WHAT YOU WILL DO: Lift out each line of the data that holds "reduce".

═════ DATA FOR THIS EXERCISE ═════

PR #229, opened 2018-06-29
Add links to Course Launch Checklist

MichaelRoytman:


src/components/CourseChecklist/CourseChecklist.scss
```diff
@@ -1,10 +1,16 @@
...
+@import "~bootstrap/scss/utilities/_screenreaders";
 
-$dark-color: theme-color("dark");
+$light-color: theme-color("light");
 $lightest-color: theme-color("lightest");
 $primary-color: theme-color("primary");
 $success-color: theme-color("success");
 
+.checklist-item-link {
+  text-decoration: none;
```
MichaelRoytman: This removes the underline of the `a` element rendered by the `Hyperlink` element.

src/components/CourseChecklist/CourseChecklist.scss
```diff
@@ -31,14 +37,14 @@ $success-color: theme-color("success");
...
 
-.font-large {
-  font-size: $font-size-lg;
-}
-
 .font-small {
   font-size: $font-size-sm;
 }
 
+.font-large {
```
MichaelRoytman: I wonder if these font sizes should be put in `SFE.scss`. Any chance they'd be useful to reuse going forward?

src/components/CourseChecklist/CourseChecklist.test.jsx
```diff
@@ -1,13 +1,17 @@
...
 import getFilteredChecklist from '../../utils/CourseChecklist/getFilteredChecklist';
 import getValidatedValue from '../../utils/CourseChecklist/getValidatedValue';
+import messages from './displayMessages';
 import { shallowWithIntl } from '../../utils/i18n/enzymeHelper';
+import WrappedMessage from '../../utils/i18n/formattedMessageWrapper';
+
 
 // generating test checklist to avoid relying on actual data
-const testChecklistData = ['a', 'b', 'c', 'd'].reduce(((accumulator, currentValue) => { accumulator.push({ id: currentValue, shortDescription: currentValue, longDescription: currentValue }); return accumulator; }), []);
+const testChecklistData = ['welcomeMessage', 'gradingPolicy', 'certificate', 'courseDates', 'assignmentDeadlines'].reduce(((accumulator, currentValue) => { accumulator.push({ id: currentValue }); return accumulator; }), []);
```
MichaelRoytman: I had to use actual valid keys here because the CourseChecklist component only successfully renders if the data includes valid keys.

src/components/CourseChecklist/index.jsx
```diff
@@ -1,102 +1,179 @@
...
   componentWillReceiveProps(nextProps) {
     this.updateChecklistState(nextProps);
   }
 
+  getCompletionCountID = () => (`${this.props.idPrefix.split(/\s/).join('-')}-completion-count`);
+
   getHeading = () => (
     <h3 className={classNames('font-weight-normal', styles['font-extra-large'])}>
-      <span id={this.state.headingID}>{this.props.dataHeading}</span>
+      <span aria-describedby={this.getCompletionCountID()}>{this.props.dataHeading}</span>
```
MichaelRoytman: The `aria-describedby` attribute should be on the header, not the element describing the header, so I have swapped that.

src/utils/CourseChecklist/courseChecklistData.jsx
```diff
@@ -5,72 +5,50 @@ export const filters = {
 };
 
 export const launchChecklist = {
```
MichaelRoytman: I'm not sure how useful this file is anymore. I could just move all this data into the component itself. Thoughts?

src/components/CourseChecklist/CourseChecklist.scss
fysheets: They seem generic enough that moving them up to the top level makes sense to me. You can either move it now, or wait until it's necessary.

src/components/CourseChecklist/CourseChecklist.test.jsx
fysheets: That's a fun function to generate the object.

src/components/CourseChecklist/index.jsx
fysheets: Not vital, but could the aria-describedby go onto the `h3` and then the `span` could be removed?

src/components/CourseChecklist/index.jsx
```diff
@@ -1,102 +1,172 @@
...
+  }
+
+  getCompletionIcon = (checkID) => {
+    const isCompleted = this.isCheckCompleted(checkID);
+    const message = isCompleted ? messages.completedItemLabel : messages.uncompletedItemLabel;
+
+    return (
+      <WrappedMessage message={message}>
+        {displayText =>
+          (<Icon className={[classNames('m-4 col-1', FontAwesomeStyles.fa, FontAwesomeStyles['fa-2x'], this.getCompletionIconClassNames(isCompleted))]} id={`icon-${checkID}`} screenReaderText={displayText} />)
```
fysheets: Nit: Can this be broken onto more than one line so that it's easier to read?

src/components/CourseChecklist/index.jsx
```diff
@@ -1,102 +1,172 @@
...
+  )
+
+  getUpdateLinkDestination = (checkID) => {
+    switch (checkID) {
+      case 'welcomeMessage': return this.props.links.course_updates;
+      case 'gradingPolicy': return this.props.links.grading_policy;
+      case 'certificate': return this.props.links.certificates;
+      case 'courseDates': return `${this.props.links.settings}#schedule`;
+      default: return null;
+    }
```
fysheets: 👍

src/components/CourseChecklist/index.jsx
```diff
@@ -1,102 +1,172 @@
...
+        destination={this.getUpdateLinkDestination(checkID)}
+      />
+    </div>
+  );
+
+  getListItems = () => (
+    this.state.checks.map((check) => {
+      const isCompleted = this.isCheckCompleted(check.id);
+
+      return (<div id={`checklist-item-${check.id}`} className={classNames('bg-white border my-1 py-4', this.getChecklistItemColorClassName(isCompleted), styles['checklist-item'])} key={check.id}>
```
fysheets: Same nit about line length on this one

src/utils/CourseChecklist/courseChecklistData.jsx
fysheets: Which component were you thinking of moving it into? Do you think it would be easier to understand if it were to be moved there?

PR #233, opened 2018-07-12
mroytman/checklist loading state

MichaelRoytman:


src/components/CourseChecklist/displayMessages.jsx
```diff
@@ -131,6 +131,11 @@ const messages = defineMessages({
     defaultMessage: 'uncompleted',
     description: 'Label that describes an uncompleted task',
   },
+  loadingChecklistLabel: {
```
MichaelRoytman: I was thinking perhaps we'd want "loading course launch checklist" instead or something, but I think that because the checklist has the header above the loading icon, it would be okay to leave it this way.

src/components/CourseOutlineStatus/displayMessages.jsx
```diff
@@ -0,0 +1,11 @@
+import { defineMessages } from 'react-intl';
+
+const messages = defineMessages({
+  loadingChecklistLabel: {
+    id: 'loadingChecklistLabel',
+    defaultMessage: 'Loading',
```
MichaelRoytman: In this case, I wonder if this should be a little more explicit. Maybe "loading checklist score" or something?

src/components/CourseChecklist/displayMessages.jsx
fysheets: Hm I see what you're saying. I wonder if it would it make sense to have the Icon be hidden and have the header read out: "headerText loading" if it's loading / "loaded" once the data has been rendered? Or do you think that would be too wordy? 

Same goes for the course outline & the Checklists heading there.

═════

TASK OUTPUT:
-const testChecklistData = ['a', 'b', 'c', 'd'].reduce(((accumulator, currentValue) => { accumulator.push({ id: currentValue, shortDescription: currentValue, longDescription: currentValue }); return accumulator; }), []);
+const testChecklistData = ['welcomeMessage', 'gradingPolicy', 'certificate', 'courseDates', 'assignmentDeadlines'].reduce(((accumulator, currentValue) => { accumulator.push({ id: currentValue }); return accumulator; }), []);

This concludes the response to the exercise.